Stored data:
PR #2529, opened 2021-08-17
fix get target host

darionyaphet:


src/meta/processors/job/MetaJobExecutor.cpp
```diff
@@ -79,15 +79,21 @@ ErrOrHosts MetaJobExecutor::getTargetHost(GraphSpaceID spaceId) {
...
   // use vector instead of set because this can convient for next step
+  std::unordered_map<HostAddr, std::vector<PartitionID>> hostAndPart;
   std::vector<std::pair<HostAddr, std::vector<PartitionID>>> hosts;
   while (iter->valid()) {
+    auto part = MetaServiceUtils::parsePartKeyPartId(iter->key());
     auto targets = MetaServiceUtils::parsePartVal(iter->val());
     for (auto& target : targets) {
+      hostAndPart[target].emplace_back(part);
       std::vector<PartitionID> parts;
       hosts.emplace_back(std::make_pair(std::move(target), std::move(parts)));
```
yixinglu, line 90: If you use map to collect all parts of each host, it's not necessary to push them into the hosts container here and dedup them by std::unique in following steps.

If you need to dedup the partIDs, you could replace the std::vector with std::unordered_set in unordered_map.

darionyaphet: Actually I need a vector<pair> to collect the host and partition mapping

yixinglu: I see you have copied the contents of map to the vector in the code below, so need not to push them to hosts here.

src/meta/processors/job/MetaJobExecutor.cpp
```diff
@@ -79,15 +79,21 @@ ErrOrHosts MetaJobExecutor::getTargetHost(GraphSpaceID spaceId) {
   }
 
   // use vector instead of set because this can convient for next step
+  std::unordered_map<HostAddr, std::vector<PartitionID>> hostAndPart;
```
bright-starry-sky, line 82: in line 81, don't correspond.

src/meta/processors/job/MetaJobExecutor.cpp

• Try it
Search the records for the word "yixinglu" and copy every line where it occurs.

• Response to the exercise
yixinglu, line 90: If you use map to collect all parts of each host, it's not necessary to push them into the hosts container here and dedup them by std::unique in following steps.
yixinglu: I see you have copied the contents of map to the vector in the code below, so need not to push them to hosts here.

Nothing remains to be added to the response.